Personally, I would think so. 

You say there are already boarders, so I'm assuming the property isn't in ill repair? As for the second home... Having a live-in "foreman," so to speak, is always a good idea. I know plenty of people who would work for no money; just a place to stay, maybe a place for their own horse, too. To add, with that there will _always_ be someone on the property to watch over the horses. 

As for the boarding fee... My boss has an indoor arena (not sure what size), 10 stalls (8 have turn-outs attached), heated tack & sitting rooms, hot/cold water... $225/mo. 

My cousin also boards; I don't know exactly what his amenities are but he's located (literally) across the street from Middlefork State Park's equestrian riding branch; full board with a stall is $185/mo. 
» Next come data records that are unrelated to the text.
PR #10946, opened 2026-07-22
Zoom Migration Announcement

svrnm:
- Add an announcement that we are migrating our meetings to LFX Project Control Center
- **Preview**: https://deploy-preview-10946--opentelemetry.netlify.app/

cc @open-telemetry/governance-committee 

- [x] I have read and followed the [Contributing](https://opentelemetry.io/docs/contributing/) docs, especially the "**First-time contributing?**" section.
- [x] This PR has content that I did not fully write myself.
  - [x] I used AI and I have read and followed the [Generative AI Contribution Policy](https://github.com/open-telemetry/community/blob/main/policies/genai.md).
- [x] I have the experience and knowledge necessary to understand, review, and validate all content in this PR.[^I-know-my-stuff]

[^I-know-my-stuff]:
    Yes, I can answer maintainer questions about the content of this PR, without using AI.

PR #10911, opened 2026-07-20
Switch link checking from htmltest to Lychee

chalin:
- Fixes #10912.
- **Switches link checking from htmltest to Lychee** (mirrors the recent [google/docsy#2665](https://github.com/google/docsy/pull/2665) switch), dropping the htmltest + refcache.json toolchain:
  - `check:links` now runs Lychee through the [link-cache](https://github.com/chalin/link-cache) helpers; `fix:refcache` and friends keep their names — and their 5 workflow consumers plus `/fix:refcache` keep working — but now mean "check links, updating the committed `.lycheecache`".
  - Replaces the perl → `.htmltest.yml` → translate config chain with a lychee-native generator (`scripts/lychee/config/index.mjs`, tested): `lychee.toml` = `lychee.base.toml` + `exclude_path` entries computed from `drifted_from_default` and the new `link_check_exclude_path` front-matter key (renamed from `htmltest:`; 2 pages).
  - Commits `.lycheecache` (seeded by translating `refcache.json` and normalizing with a full run), so checks only fetch new or expired URLs. Lychee never caches failures, so broken links are retried on every run.
- **CI**:
  - `check-links.yml`: the 3 htmltest shards and the `REFCACHE updates?` job collapse into a single blocking `CHECK LINKS` job over the shared build artifact: lychee sanity tests, authenticated full check, and a `git diff --exit-code -- .lycheecache` staleness guard.
  - Adds the `.github/actions/install-lychee` composite action as the single version-pin home (v0.24.2) for the six consuming workflows.
  - `refcache-refresh.yml` keeps its name, bot branch, and cadence; it now prunes the N oldest cache entries (N is a workflow input) and re-checks with Lychee. The Chrome/4xx double-check steps are gone (failures are never cached).
- **Drops htmltest and refcache artifacts** (~20 files): configs, bridge translators, refcache maintenance scripts, and `static/refcache.json`; `.lycheecache` inherits its no-owner role (CODEOWNERS, component-owners, locale-auto-merge).
- **Docs and agent skills** describe the Lychee-only reality: `site/build/link-checking` rewritten; related build/contributing pages updated; `refresh-refcache-pr-fix`, `resolve-refcache-conflicts`, and `review-pull-request` skills reworked for the new cache semantics.
[...]

PR #10968, opened 2026-07-22
/fix: guard against pre-Lychee-switch branches; KubeCon Japan banner tweak

chalin:
Two small follow-ups, one commit each:

- **`/fix` stale-branch guard** — PR branches cut before the Lychee link-checker switch (#10911) still carry the old refcache wiring, and the fix pipeline runs the *head's* scripts, so `/fix` updates the deleted `static/refcache.json` instead of `.lycheecache` and `CHECK LINKS` stays red (seen on #10946, which took two `/fix` rounds plus a merge-main to recover).
  - Adds a guard step in `generate-patch` (the workflow runs from `main`, so it covers all stale heads): when the checked-out head still has `static/refcache.json`, skip the fix scripts.
  - The report job relays the reason via a new generic `--not-run-reason` path in the patch-report composer; the /fix-specific reason text lives with the directive parser, alongside its hint. Sample outcome comment: "⚠️ `fix:refcache` was not run: this PR branch predates the Lychee link-checker switch (#10911), so its fix scripts would update the old link cache. Update the branch from `main`, then re-run `/fix`."
  - The guard is marked removable (TODO) once pre-switch branches age out.
- **KubeCon Japan announcement** — drops the forced `<br>` (`d-none d-md-inline`) so the banner is a single line on wide displays and wraps naturally on narrow ones, like the Zoom-migration announcement. (The same pattern exists in the already-expired announcement files; left untouched.)

- **Preview**: https://deploy-preview-10968--opentelemetry.netlify.app/ (banner on the home page)

### DIFF
--- a/.github/workflows/pr-actions.yml
+++ b/.github/workflows/pr-actions.yml
@@ -96,6 +96,7 @@ jobs:
       action_exit_status: ${{ steps.patch.outputs.action_exit_status }}
       patch_name: pr-fix-${{ github.run_id }}
       patch_skipped: ${{ steps.patch.outputs.patch_skipped }}
+      stale_branch: ${{ steps.stale-branch-guard.outputs.stale_branch }}
 
     steps:
       - uses: step-security/harden-runner@bf7454d06d71f1098171f2acdf0cd4708d7b5920 # v2.20.0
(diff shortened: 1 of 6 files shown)


chalin:
Closing in favor of separate PRs for independent review (the review effort differs significantly): #10970 (`/fix` stale-branch guard) and #10971 (KubeCon Japan banner).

BUT, be prepared for a lot of stress. Some boarders may not be satisfied and will complain. There is a likely chance of drama between boarders. Repairs when something is broken. There's also the chance of "stolen" property between boarders/trespassers. 

What state are you in? This property sounds like a gem!


----------



## loveduffy (Dec 22, 2011)

always be ready for the bad days If to may border leave or new ones do not come in or the person who dose the work gets sick or leave in my area I have seen to many barn go under because they were not read just a world I would go for it that is my dream


----------



## proequine (Jul 9, 2009)

I don't want to be negative, but here are some hard thoughts....
Not sure what state you are in?.. but by the $400. pricing, you're not in a drought "$ hay area" at that price. 10 acres for 30 horse turn-out? How much is acreage in your area? Have you figured the cost of building a new facility? That would let you know if it is over-priced. What is the appraisal?

What is the median price in your area for full care? What % vacancy rate do they have? (10% is normal) Do your figures by that price.

I would never have another job from 8-4 and expect to be successful... 
Your business will depend on your "hired help doing their job?" Finding good help takes time, even when your there with them. I have also found that it is better to "rent your 2nd house" to another "horse person" on premise, then use those $ to pay for your hired help. If you have to "fire them" it is fewer problems, than having to go through evection...and you won't be there to protect your facility. (because of your other job) 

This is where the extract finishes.